No presente artigo, vamos explorar como essas tabelas são construídas, entender os significados de códigos como “105K” em capacitores, e conhecer os multiplicadores usados para representar os valores em ohms (Ω), farads (F) e henrys (H) de forma prática e sistematizada.
Séries de Valores Padronizados (E6, E12, E24…)
A padronização dos valores de componentes passivos segue a norma IEC 60063, que define um conjunto de séries chamadas séries E, numeradas de acordo com a quantidade de valores por década. Essas séries são utilizadas para garantir que os componentes disponíveis no mercado cubram uma ampla gama de aplicações com precisão e economia.
Cada série possui um número específico de valores dentro de cada década (um intervalo que vai de 1 até 10, como 1 Ω a 10 Ω, 10 Ω a 100 Ω, etc.). Por exemplo:
- Série E6: contém 6 valores por década — usada para componentes de baixa precisão (±20%)
- Série E12: contém 12 valores por década — usada para componentes de precisão média (±10%)
- Série E24: contém 24 valores por década — usada para componentes de precisão de ±5%
- Série E48, E96 e E192: usadas para componentes de alta precisão (±2%, ±1%, ±0.5%, etc.)
A ideia é que esses valores sejam espaçados de forma logarítmica. Isso significa que, dentro de cada década, os valores aumentam em uma progressão que considera a tolerância do componente. Por exemplo, na série E12 temos:
1.0, 1.2, 1.5, 1.8, 2.2, 2.7, 3.3, 3.9, 4.7, 5.6, 6.8, 8.2
Ao multiplicar esses valores por potências de 10 (10⁰, 10¹, 10²…), obtemos resistores de 1.0 Ω, 10 Ω, 100 Ω, 1 kΩ, 10 kΩ, etc., todos dentro da mesma série.
A tabela contida no documento que você enviou apresenta claramente os valores comerciais mais comuns em resistores, como:
1.0 Ω, 1.2 Ω, 1.5 Ω, 1.8 Ω, 2.2 Ω, 2.7 Ω, 3.3 Ω, 3.9 Ω, 4.7 Ω, 5.6 Ω, 6.8 Ω, 8.2 Ω
Esses valores são então multiplicados por 10, 100, 1.000, e assim por diante, gerando uma ampla faixa de resistores disponíveis no mercado, todos dentro de uma lógica previsível e organizada.
No caso dos capacitores e indutores, os valores também seguem essa mesma lógica, porém aplicando os prefixos micro (µ), nano (n), pico (p) para facilitar a leitura dos pequenos valores normalmente encontrados nesses componentes.

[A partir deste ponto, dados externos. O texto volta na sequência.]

PR #14522, opened 2025-07-09
Add hint when Python downloads are disabled

zanieb:
Follow-up to https://github.com/astral-sh/uv/pull/14509 to provide the _reason_ downloads are disabled and surface it as a hint rather than a debug log.

e.g.,

```
❯ cargo run -q -- run --no-managed-python -p 3.13.4 python
error: No interpreter found for Python 3.13.4 in virtual environments or search path

hint: A managed Python download is available for Python 3.13.4, but the Python preference is set to 'only system'
```

### DIFF
--- a/crates/uv/tests/it/python_pin.rs
+++ b/crates/uv/tests/it/python_pin.rs
@@ -164,7 +164,7 @@ fn python_pin() {
     // (skip on Windows because the snapshot is different and the behavior is not platform dependent)
     #[cfg(unix)]
     {
-        uv_snapshot!(context.filters(), context.python_pin().arg("pypy"), @r###"
+        uv_snapshot!(context.filters(), context.python_pin().arg("pypy"), @r"
         success: true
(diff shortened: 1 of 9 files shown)


crates/uv/tests/it/python_pin.rs
```diff
@@ -741,14 +731,16 @@ fn python_pin_resolve() {
...
+    uv_snapshot!(context.filters(), context.python_pin().arg("--resolved").arg("pypy"), @r"
     success: false
     exit_code: 2
     ----- stdout -----
 
     ----- stderr -----
     error: No interpreter found for PyPy in managed installations or search path
-    "###);
+
+    hint: A managed Python download is available for PyPy, but Python downloads are set to 'never'
```
jtfmumm, line 742: Is it possible to also add tests for the `PythonDownloads::Manual` and `PythonPreference::OnlySystem` hints?

PR #14529, opened 2025-07-09
Default to `--workspace` when adding subdirectories

### LINKED ISSUE #14524: Make `uv add --workspace` the default for packages in the same source tree
See: https://github.com/astral-sh/uv/pull/14496

charliermarsh:
## Summary

If `--workspace` is provided, we add all paths as workspace members.

If `--no-workspace` is provided, we add all paths as direct path dependencies.

If neither is provided, then we add any paths that are under the workspace root as workspace members, and the rest as direct path dependencies.

Closes #14524.

### DIFF
--- a/crates/uv-cli/src/lib.rs
+++ b/crates/uv-cli/src/lib.rs
@@ -3713,10 +3713,19 @@ pub struct AddArgs {
 
     /// Add the dependency as a workspace member.
     ///
-    /// When used with a path dependency, the package will be added to the workspace's `members`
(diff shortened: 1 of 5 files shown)


charliermarsh:
One question behavior is that we add as a workspace member even if there's no existing explicit `tool.uv.workspace` definition. So if you `uv init foo`, `cd foo`, create `bar`, then `uv add ./bar`, we'll create a new `tool.uv.workspace` in `foo`. I think that's fine, since it mirrors running `uv init bar` from `foo`.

Multiplicadores e Prefixos em Resistores, Capacitores e Indutores
Ao analisar catálogos ou tabelas de componentes, é comum encontrar resistores, capacitores e indutores com valores expressos utilizando prefixos para indicar potências de dez. Esses prefixos são padrões estabelecidos internacionalmente pelo Sistema Internacional de Unidades (SI), e sua correta interpretação é essencial para compreender as características de cada componente.
Resistores
Nos resistores, os valores são expressos em ohms (Ω) e os multiplicadores mais comuns são:
- mΩ (mili-ohm): 1 mΩ = 0,001 Ω (10⁻³ Ω)
- Ω (ohm): unidade básica
- kΩ (quilo-ohm): 1 kΩ = 1.000 Ω (10³ Ω)
- MΩ (mega-ohm): 1 MΩ = 1.000.000 Ω (10⁶ Ω)
Exemplo:
- 4,7 kΩ significa 4.700 Ω.
Capacitores
Nos capacitores, o valor da capacitância é expresso em farads (F), mas devido aos valores geralmente pequenos, são usados os seguintes multiplicadores:
- mF (mili-farad): 1 mF = 10⁻³ F
- µF (microfarad): 1 µF = 10⁻⁶ F
- nF (nanofarad): 1 nF = 10⁻⁹ F
- pF (picofarad): 1 pF = 10⁻¹² F
Exemplo:
- Um capacitor de 470 nF equivale a 0,47 µF ou 470 x 10⁻⁹ F.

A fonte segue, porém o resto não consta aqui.